• **PROBLEM TO SOLVE**: Collect the lines of the entries where "user" shows up.

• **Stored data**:

PR #15326, opened 2025-06-30
Use Flags object on file format flags

### LINKED ISSUE #13598: Use Flags object on file format flags
### Describe the problem

The current `flags` interface in file formats (`TranslationUnit`) returns strings. The only reason for this is that this API predates the introduction of the `Flags` object. This makes inheritance unnecessary complex and brings in repeated `Flags` parsing and serializing.

* Change `TranslationUnit.flags` to return `Flags` objects.
* Change the overriden methods to extend super() return value to ease implementation of features like #13597.
* Add explicit flags serialization to string in `Unit.update_source_unit`.

_No response_

### Screenshots

_No response_

### Additional context

_No response_

gersona:
- fixes #13598

### DIFF
--- a/weblate/checks/flags.py
+++ b/weblate/checks/flags.py
@@ -7,7 +7,6 @@ from __future__ import annotations
 
 import re
 from functools import lru_cache
-from types import NoneType
 from typing import TYPE_CHECKING, Any, ClassVar, cast
 
 from django.core.exceptions import ValidationError
@@ -289,9 +288,9 @@ class Flags:
 
     def __eq__(self, other: object) -> bool:
         """Check if current flags are equal to other flags."""
-        if type(other) not in {Flags, str, etree._Element, NoneType}:
+        if not isinstance(other, Flags):
             return False
-        return self.items() == set(self.get_items(other))
+        return self.items() == other.items()
 
     def __hash__(self) -> int:
         return hash(self.items())
--- a/weblate/checks/flags.py
+++ b/weblate/checks/flags.py
@@ -7,6 +7,7 @@ from __future__ import annotations
 
 import re
 from functools import lru_cache
+from types import NoneType
 from typing import TYPE_CHECKING, Any, ClassVar, cast
 
 from django.core.exceptions import ValidationError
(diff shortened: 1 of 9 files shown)


weblate/formats/convert.py
```diff
@@ -102,7 +102,7 @@ def is_translated(self):
     def flags(self):
         flags = Flags(super().flags)
```
nijel: Should not need to convert it:

```suggestion
        flags = super().flags
```

weblate/checks/flags.py
```diff
@@ -286,6 +286,10 @@ def __contains__(self, key: str) -> bool:
     def __bool__(self) -> bool:
         return bool(self._items)
 
+    def equals(self, other: object) -> bool:
```
gersona: I'm not entirely sure whether this is better than implementing the `__eq__` method, but the logic would remain the same

nijel: Having standard ``__eq__`` is probably better.

weblate/checks/flags.py
```diff
@@ -286,6 +286,10 @@ def __contains__(self, key: str) -> bool:
...
+        """Check if current flags are equal to other flags."""
+        return self.items() == set(self.get_items(other))
```
nijel: There should be type checking here to avoid crash in `get_items` later:

```suggestion
        if not isinstance(other, Flags):
             return False
        return self.items() == set(self.get_items(other))
```

weblate/checks/flags.py
```diff
@@ -288,6 +289,8 @@ def __bool__(self) -> bool:
 
     def __eq__(self, other: object) -> bool:
         """Check if current flags are equal to other flags."""
+        if type(other) not in {Flags, str, etree._Element, NoneType}:
```
nijel: I believe using `type` is wrong here because it would not match subclasses, `isinstance` would work better.

nijel: Furthermore, I'm hesitating whether to allow so wide matching. I think comparing to `Flags` only would work just fine, make the code simpler and more consistent with how other Python classes behave.

gersona: Sure, I'll fix that

nijel:

PR #15352, opened 2025-07-03
bugfix(pending-unit): source string explanation commit to file

### LINKED ISSUE #15344: Lots of email about "Attempt to parse store without a filename"
### Describe the issue

Starting from about June 30th, I receive "Parsing failed" emails every hour about "Attempt to parse store without a filename" for the [Godot Glossary](https://hosted.weblate.org/projects/godot-engine/glossary/en/) repository.

### I already tried

I believe we changed nothing recently.

### Expected behavior

_No response_

### Screenshots

_No response_

### Exception traceback

```pytb

```

### How do you run Weblate?

weblate.org service

### Weblate versions

_No response_

### Weblate deploy checks

```shell

```

### Additional context

_No response_

amCap1712:
No translation file exists for source strings in bilingual formats, hence we should not try to commit explanation changes for the same to a file. Do not create a PendingUnitChange entry is a source unit and the file format is bilingual.

Fixes #15344.

### DIFF
--- a/weblate/trans/models/unit.py
+++ b/weblate/trans/models/unit.py
@@ -2008,10 +2008,16 @@ class Unit(models.Model, LoggerMixin):
                     unit=unit,
                     author=user,
                 )
-            PendingUnitChange.store_unit_change(
-                unit=self,
-                author=user,
-            )
+
+            # translation file does not exist for source strings in bilingual formats
+            if (
+                not self.is_source
+                or self.translation.component.file_format_cls.monolingual
+            ):
+                PendingUnitChange.store_unit_change(
+                    unit=self,
+                    author=user,
+                )
 
         if save:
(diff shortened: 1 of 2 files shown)


weblate/trans/models/unit.py
```diff
@@ -2008,10 +2008,16 @@ def update_explanation(
...
+
+            # translation file does not exist for source strings in bilingual formats
+            if (
+                not self.is_source
+                or self.translation.component.file_format_cls.monolingual
+            ):
+                PendingUnitChange.store_unit_change(
+                    unit=self,
+                    author=user,
+                )
```
nijel, line 2020: Thanks, this is more future-proof than the original logic before a74d58071ea5e632c46de6bd3c370a3606e6cba8 which simply didn't set the pending flag on the source string at all.

Issue #2084, opened 2018-06-13
Discovery addon: component creation based on the monolingual template or new base


benwillig:
Currently, the discovery addon creates automatically components if the specified regular expression matches translation files.

In our implementation, the .pot files are generated automatically. But in some cases, there isn't any translations file. It means that a developer must push a translation file for the component to be created.

The idea would be to create the component if the .pot file is found. Then, any translators (even not a programmer) could start a new translation.

Thanks

dsnoeck:
Hi @nijel, how complex it is to implement this enhancement ? Where should I start if I want to have a try ?

nijel:
The discovery code is in [weblate/trans/discovery.py](https://github.com/WeblateOrg/weblate/blob/master/weblate/trans/discovery.py). The problem is that currently it's based on assumption it detects translated files, so it will need some adjustments to work in this case as well.

dsnoeck:
With the limited knowledge of Python/Django I have, I gave up ! But found a workaround, while I'm adding a template.pot file for new component, I'm also creating a file test.po which will be matched by the regex.

Jibec:
Same request here, i create a fake fr.po file by copying the pot file, and do it for thousands of files (the fedora documentation).

m-aciek:
I'm also interested in this feature; I wonder if potentially [msgmerge](https://docs.weblate.org/en/latest/admin/addons.html#update-po-files-to-match-pot-msgmerge) could be a place implementing that behavior (although this way it would be more difficult to configure it probably).

surli:
Any work planned on that feature? I realized only yesterday this behaviour for component discovery: I was counting on it to create automatically new components when a new module was created with a source translation without any translation, and we discovered that quite a few modules were missing in our weblate instances since we put that in place.

carohadad:
Just commenting here that this will be helpful for our projects at [@Horizontal-org](https://github.com/Horizontal-org) . We use Docusaurus sites for websites and documentation of our projects [Tella](https://tella-app.org/) and [Shira](https://www.shira.app/). T[he English version of the site is not added as a translation, it's in the root of the project ](https://docusaurus.io/docs/i18n/introduction). So in order for the add-on to automatically discover new pages we need to manually add those to the translation files.  We wanted to avoid the manual part when we added the automatic discovery add-on.

whenever this is coded, it will simplify our process a lot.

[...]

PR #15356, opened 2025-07-04
docs: Note component discovery requirement for at least one translation

nikclayton:
Component discovery doesn't work if a base file exists but there are no translations (https://github.com/WeblateOrg/weblate/issues/2084).

Document this requirement as a warning.

While I'm here, add a hint that recommends pairing with the "Add missing languages" add-on to ensure that newly discovered components converge on a consistent set of languages.

### DIFF
--- a/docs/admin/addons.rst
+++ b/docs/admin/addons.rst
@@ -446,7 +446,7 @@ Matching files:
 
    To be discovered a new component must contain a file that matches ``base_file_template``
    **and** at least one file with a name that matches ``match`` -- i.e., the component must
-   contain a base language file and at least one existing translation. Otherwise it will be
+   contain a base language file and at least one existing translation. Otherwise, it will be
    ignored.
 
 .. seealso::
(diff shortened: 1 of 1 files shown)


docs/admin/addons.rst
```diff
@@ -437,6 +437,18 @@ Matching files:
...
    This saves time with configuration and system resources too.
 
+.. hint::
+
+   Ensure the new component contains the full set of translatable languages with
+   :ref:`addon-weblate.consistency.languages`.
+
+.. warning::
+
+   To be discovered a new component must contain a file that matches ``base_file_template``
```
nijel:
```suggestion
   To be discovered, a new component must contain a file that matches ``base_file_template``
```

docs/admin/addons.rst
```diff
@@ -437,6 +437,18 @@ Matching files:
...
+   **and** at least one file with a name that matches ``match`` -- i.e., the component must
+   contain a base language file and at least one existing translation. Otherwise it will be
```
nijel:
```suggestion
   contain a base language file and at least one existing translation. Otherwise, it will be
```

nijel:

PR #15366, opened 2025-07-06
feat: introduce project level commit quality policy

amCap1712:
For each unit, finds the last pending change that makes it eligible for committing based on the project's commit policy, and return all changes up to and including that change. Currently two policies are supported, include only approved changes and skip needs-editing changes.


amCap1712:
Introducing a commit policy to exclude units with failing checks is harder. The `unit.has_failing_check` status can be recorded in the `PendingUnitChange` table. But currently, the checks run after the `PendingUnitChange` object is created in `Unit.save_backend`, if we postpone the `PendingUnitChange` creation to after the checks have run, it would work. However, in certain cases can be skipped by passing `run_checks=False` to `save_backend` and will have to look more into it to understand what further corner cases are present. 

Also, IIUC checks are not immediately run for bulk translations etc. and in that case the current logic would still not work as the failing check status would not be reflected in the `PendingUnitChange`.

• **RESPONSE TO THIS EXERCISE**:
                     author=user,
-                author=user,
+                    author=user,
+                    author=user,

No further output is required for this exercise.